# Task goal
Collect every line below that contains the word "likely".

# Provided entries

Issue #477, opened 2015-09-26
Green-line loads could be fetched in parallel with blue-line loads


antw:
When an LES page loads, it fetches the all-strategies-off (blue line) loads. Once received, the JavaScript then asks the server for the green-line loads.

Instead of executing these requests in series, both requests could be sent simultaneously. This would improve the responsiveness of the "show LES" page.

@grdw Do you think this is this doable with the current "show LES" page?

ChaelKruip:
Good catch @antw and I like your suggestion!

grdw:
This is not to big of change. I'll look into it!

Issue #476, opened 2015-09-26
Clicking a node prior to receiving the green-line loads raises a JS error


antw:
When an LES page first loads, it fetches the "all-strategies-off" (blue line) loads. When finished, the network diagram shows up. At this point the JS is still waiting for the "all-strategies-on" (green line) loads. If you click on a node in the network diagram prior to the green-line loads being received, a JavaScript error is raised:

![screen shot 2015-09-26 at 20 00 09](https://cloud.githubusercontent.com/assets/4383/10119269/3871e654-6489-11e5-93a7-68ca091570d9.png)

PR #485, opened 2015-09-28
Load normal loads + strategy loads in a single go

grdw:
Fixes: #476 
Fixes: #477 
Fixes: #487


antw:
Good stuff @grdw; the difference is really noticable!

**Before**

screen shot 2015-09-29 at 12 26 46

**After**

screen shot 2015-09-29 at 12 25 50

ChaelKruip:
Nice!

--

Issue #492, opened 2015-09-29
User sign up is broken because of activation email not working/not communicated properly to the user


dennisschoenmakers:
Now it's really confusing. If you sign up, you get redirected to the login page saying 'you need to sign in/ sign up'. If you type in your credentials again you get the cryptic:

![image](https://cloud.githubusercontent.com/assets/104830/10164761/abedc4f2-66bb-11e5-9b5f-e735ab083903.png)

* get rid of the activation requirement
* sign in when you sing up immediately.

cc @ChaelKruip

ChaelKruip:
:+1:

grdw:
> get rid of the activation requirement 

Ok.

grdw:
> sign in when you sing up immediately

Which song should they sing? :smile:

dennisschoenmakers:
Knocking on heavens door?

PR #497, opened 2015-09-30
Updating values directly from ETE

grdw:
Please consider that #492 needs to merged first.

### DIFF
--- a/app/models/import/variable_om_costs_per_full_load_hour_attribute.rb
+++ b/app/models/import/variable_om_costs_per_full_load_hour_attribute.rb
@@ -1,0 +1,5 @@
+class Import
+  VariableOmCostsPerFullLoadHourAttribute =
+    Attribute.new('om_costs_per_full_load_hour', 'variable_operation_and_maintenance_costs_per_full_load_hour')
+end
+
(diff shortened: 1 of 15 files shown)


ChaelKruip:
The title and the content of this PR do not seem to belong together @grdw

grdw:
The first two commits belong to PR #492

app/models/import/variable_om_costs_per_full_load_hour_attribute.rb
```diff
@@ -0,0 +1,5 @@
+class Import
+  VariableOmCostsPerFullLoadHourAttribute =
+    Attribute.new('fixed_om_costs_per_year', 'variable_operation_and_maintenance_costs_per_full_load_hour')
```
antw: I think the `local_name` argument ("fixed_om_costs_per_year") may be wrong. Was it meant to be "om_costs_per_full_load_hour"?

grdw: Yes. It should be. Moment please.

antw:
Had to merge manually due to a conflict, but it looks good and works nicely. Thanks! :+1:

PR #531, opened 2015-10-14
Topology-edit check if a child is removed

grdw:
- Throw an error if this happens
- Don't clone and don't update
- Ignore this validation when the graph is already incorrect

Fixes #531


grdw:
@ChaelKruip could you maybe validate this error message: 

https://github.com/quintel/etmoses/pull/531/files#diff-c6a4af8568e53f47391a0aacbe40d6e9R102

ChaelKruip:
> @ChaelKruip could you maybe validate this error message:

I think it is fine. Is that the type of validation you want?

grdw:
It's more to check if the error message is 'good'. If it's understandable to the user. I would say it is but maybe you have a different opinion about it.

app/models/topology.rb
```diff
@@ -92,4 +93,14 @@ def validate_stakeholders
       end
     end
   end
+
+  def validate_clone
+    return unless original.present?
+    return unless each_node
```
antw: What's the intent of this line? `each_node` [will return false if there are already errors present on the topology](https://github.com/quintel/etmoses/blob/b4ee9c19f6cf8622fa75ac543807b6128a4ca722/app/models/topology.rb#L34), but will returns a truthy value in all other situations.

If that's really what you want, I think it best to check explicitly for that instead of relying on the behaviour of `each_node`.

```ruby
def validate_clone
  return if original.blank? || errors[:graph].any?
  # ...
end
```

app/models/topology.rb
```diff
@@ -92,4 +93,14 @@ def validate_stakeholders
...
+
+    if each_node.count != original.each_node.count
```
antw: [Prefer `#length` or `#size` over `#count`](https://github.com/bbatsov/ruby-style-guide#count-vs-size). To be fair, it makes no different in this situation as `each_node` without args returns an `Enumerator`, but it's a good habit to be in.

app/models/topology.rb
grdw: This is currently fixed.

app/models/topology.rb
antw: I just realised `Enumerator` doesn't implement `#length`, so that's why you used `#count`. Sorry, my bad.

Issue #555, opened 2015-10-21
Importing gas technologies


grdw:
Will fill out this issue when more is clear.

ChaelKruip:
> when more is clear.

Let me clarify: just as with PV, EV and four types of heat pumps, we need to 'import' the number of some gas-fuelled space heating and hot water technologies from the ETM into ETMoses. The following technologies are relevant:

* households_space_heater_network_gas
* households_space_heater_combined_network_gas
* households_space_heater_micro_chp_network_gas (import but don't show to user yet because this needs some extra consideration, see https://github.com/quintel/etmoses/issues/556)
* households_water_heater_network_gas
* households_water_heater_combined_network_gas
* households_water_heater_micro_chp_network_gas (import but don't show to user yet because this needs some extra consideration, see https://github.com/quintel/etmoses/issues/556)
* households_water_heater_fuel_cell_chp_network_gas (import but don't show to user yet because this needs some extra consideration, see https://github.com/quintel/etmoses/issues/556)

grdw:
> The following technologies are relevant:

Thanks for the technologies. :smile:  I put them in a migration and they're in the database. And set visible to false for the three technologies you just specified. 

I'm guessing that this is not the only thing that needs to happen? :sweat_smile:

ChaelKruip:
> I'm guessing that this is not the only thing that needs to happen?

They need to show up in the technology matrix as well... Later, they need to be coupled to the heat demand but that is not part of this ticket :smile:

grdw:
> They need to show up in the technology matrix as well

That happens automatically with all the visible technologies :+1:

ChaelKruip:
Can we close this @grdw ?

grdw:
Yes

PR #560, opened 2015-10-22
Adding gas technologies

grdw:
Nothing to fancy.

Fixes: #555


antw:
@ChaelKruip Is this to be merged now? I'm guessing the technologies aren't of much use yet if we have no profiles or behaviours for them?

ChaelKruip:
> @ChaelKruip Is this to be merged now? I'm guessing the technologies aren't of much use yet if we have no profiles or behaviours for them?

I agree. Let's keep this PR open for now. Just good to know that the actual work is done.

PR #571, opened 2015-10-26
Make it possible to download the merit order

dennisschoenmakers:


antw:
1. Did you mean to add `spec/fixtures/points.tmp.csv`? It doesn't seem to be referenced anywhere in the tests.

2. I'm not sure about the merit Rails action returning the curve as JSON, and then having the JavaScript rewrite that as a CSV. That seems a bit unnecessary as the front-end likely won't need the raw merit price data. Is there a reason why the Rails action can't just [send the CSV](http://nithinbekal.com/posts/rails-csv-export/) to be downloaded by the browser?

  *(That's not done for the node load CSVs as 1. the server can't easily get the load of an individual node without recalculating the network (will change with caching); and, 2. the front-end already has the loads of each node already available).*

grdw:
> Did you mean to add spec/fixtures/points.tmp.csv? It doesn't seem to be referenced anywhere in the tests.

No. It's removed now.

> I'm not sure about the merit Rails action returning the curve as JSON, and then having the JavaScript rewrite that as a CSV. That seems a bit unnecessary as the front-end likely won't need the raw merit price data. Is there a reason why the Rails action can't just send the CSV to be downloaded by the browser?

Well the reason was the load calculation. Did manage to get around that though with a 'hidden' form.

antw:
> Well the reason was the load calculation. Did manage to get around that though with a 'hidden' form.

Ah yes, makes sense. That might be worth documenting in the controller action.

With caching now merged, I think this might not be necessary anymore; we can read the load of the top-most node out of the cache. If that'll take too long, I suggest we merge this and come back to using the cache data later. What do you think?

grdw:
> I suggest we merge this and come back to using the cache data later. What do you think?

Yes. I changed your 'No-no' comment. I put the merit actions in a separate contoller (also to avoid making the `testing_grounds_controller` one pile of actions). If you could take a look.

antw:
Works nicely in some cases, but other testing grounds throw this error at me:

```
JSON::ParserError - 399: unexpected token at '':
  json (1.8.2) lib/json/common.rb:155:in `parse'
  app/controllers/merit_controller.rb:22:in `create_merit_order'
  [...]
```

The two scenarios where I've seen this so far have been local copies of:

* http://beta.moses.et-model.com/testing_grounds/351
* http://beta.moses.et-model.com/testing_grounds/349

# Result for this task
2. I'm not sure about the merit Rails action returning the curve as JSON, and then having the JavaScript rewrite that as a CSV. That seems a bit unnecessary as the front-end likely won't need the raw merit price data. Is there a reason why the Rails action can't just [send the CSV](http://nithinbekal.com/posts/rails-csv-export/) to be downloaded by the browser?
> I'm not sure about the merit Rails action returning the curve as JSON, and then having the JavaScript rewrite that as a CSV. That seems a bit unnecessary as the front-end likely won't need the raw merit price data. Is there a reason why the Rails action can't just send the CSV to be downloaded by the browser?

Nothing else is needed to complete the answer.